宇宙航空研究開発機構(JAXA)は7月7日、X線天文衛星ASTRO-H「ひとみ」によるペルセウス座銀河団の観測結果について発表した。
同成果は、ASTRO-Hプロジェクトのメンバーである約250名の研究者からなる国際研究チームによるもので、7月7日付の英国科学誌「Nature」に掲載された。
ペルセウス座銀河団は、太陽系から約2.5億光年遠方にある銀河団。中心には、巨大なブラックホールをもつ電波銀河(NGC1275)があり、そこから宇宙ジェットが放出されている。これまでの観測で、同銀河団中心の高温ガスがジェットによって押しのけられている様子が明らかになっており、宇宙ジェットが周囲の銀河団ガスにどのような影響を及ぼしているかを明らかにするための研究が続けられていた。
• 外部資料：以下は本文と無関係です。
PR #308, opened 2019-11-22
Universe support for the Relay backend

abergeron:
This also modifies/fixes a couple of things outside of relay to make sure backend support is possible.

### DIFF
--- a/myia/api.py
+++ b/myia/api.py
@@ -43,7 +43,7 @@ class MyiaFunction:
         self.alias_tracker = alias_tracker
         self.specialize_values = set(specialize_values)
         self.pip = standard_pipeline.configure({
-            'resources.universal': True,
+            'resources.universal': use_universe,
             'resources.backend.name': backend,
             'resources.backend.options': backend_options,
             'resources.return_backend': return_backend,
--- a/myia/api.py
+++ b/myia/api.py
@@ -109,6 +109,11 @@ class MyiaFunction:
                 pass
         return self.compile(args)(*args)
 
+    def to_device(self, v, *, broaden=True, vm_t=None, orig_t=None):
+        backr = self.pip.steps['resources'].keywords['backend'].keywords
+        return to_device(v, backr['name'], backr['options'],
+                         broaden=broaden, vm_t=vm_t, orig_t=orig_t)
+
 
 @keyword_decorator
 def myia(fn, *, specialize_values=[], backend=None, backend_options=None,
--- a/myia/api.py
+++ b/myia/api.py
@@ -42,18 +42,12 @@ class MyiaFunction:
         self.fn = fn
         self.alias_tracker = alias_tracker
         self.specialize_values = set(specialize_values)
-        if use_universe:
-            from .pipeline import standard_debug_pipeline
-            self.pip = standard_debug_pipeline.configure({
-                'validate': False,
-                'resources.universal': True,
-            })
-        else:
-            self.pip = standard_pipeline.configure({
-                'resources.backend.name': backend,
-                'resources.backend.options': backend_options,
-                'resources.return_backend': return_backend,
-            })
+        self.pip = standard_pipeline.configure({
+            'resources.universal': True,
+            'resources.backend.name': backend,
+            'resources.backend.options': backend_options,
+            'resources.return_backend': return_backend,
+        })
         self._cache = {}
         self.latest = None
         if tracer is ABSENT:
--- a/myia/api.py
+++ b/myia/api.py
@@ -41,7 +41,7 @@ class MyiaFunction:
         """Initialize a MyiaFunction."""
         # Change this once relay becomes the default backend.
         if use_universe and backend != 'relay':
-            raise RuntimeError(
+            raise RuntimeError(  # pragma: no cover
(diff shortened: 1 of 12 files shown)


abergeron:
Now with 100% coverage!

myia/compile/backends/relay.py
```diff
@@ -523,24 +543,27 @@ def run(self, graph, context, target):
 
         for g in mng.graphs:
             if g.parent is None:
-                self.graph_map[g] = relay.GlobalVar(g.debug.debug_name)
+                if g is graph:
+                    self.graph_map[g] = relay.GlobalVar("main")
```
breuleux: This could collide with functions named "main" by the user, no?

myia/compile/backends/relay.py
```diff
@@ -582,32 +605,66 @@ def ref(self, node):
...
 class RelayInputConverter(Converter):
     """Convert values to Relay."""
 
     def __init__(self, context):
         """Set the context."""
         self.context = context
+        self.cst_conv = RelayConstantConverter(self.context)
+        mod = relay.Module({})
+        th = TypeHelper()
+        th.initialize(mod, DummyManager())
```
breuleux: Maybe edit TypeHelper.initialize so that the manager is optional?

myia/ir/utils.py
```diff
@@ -232,7 +232,8 @@ def sexp_to_node(sexp, graph, multigraph=False, sub=None):
     elif isinstance(sexp, ANFNode):
         return sexp
     else:
-        return Constant(sexp)
+        node = Constant(sexp)
+    return node
```
breuleux: Not sure what the point of these changes is.

myia/operations/prim_handle.py
```diff
@@ -1,14 +1,9 @@
 """Definitions for the primitive `handle`."""
 
-from ..lib import AbstractHandle, HandleInstance, standard_prim
+from ..lib import AbstractHandle, standard_prim
 from . import primitives as P
 
 
-def pyimpl_handle(init):
-    """Implement `handle`."""
-    return HandleInstance(init)
```
breuleux: Why are you removing this?

myia/compile/transform.py
```diff
@@ -79,6 +82,43 @@ def wrap_primitives(graph):
     return graph
 
 
+def gather_handles_params(params):
+    """Return list of all handles in params.
+
+    This list also has graph nodes that correspond to the handle value
+    and functions to extract the value from the arguments.
+    """
```
breuleux: That function doesn't seem to do...  much.

myia/api.py
```diff
@@ -115,6 +113,12 @@ def __call__(self, *args):
                 pass
         return self.compile(args)(*args)
 
+    def to_device(self, v, *, broaden=True, vm_t=None, orig_t=None):
+        """Move value to the function's accelerator hardware."""
+        backr = self.pip.steps['resources'].keywords['backend'].keywords
```
breuleux: I get it, but this looks pretty bad. Might be worth it to split resources into settings and resources, the former of which can be shared by all specializations in the MyiaFunction, but that's neither here nor there, I suppose.

myia/compile/backends/relay.py
abergeron: Yes it could.  However relay requires that the entry function is named "main" and that there is only one.  So we would have to mangle the "main" from the user somehow.

myia/compile/backends/relay.py
abergeron: Done.

myia/ir/utils.py
abergeron: Leftovers from something else.

myia/operations/prim_handle.py
abergeron: Because it's not called anymore.  Unless you want me to add a DebugVM test to keep it.

myia/compile/transform.py
abergeron: It did more in the beginning and might go back to doing more if I ever add back the support that was cut to get this working.

Unless you would rather we cut the whole thing for now.

myia/api.py
abergeron: The problem is not sharing between specialization (since the backend will be shared anyway), but rather access to the values before any specialization has happened.  Therefore we don't have access to a built pipeline.

myia/compile/backends/relay.py
breuleux: We could probably just mangle all function names with a `myia_` prefix.

myia/operations/prim_handle.py
breuleux: The Universe feature won't work with the DebugVM anymore, so leave it removed, I suppose.

myia/compile/transform.py
breuleux: I mean that `gather_handles_params` doesn't do anything at all. It's a docstring and then no function body.

abergeron:
Rebased

myia/compile/transform.py
abergeron: Oh right.  This is more leftovers then.

PR #310, opened 2019-11-25
[wip] Add operations np.full and np.prod

notoraptor:
TODO:
- testing
- some issues for op full with relay backend
- some issues sometimes for op full when passing string as dtypes (e.g. `'int32'`)

@breuleux

### DIFF
--- a/myia/abstract/data.py
+++ b/myia/abstract/data.py
@@ -860,17 +860,6 @@ def listof(t):
 def u64tup_typecheck(engine, tup):
     """Verify that tup is a tuple of uint64."""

同研究チームは、「ひとみ」の事故前となる打上げの約1週間後から開始した観測装置立ち上げ段階で、搭載された軟X線分光検出器(SXS:Soft X-ray Spectrometer)によって同銀河団を合計23万秒間観測。取得されたデータから、SXSは打上げ前に見積もっていた以上の分解能を達成し、これまでの20倍以上の精度で高温ガスの運動を測定できることを軌道上で実証した。
また観測の結果、同銀河団の中心から10万~20万光年の範囲では、高温ガスの乱れた運動の速さは毎秒164±10km(視線方向の成分)と見積もられ、この運動が発生する圧力は、高温ガスの熱的な圧力の4%に過ぎず、予想を下回る低い値であることが明らかになった。
つまり、同銀河団中心部においては、巨大ブラックホールから吹き出す高速ジェットが高温ガスとぶつかり、高温ガスを押しのけているものの、その結果作り出されるはずのガスの乱れた運動は想定より小さく、"意外に静かだった"ということになる。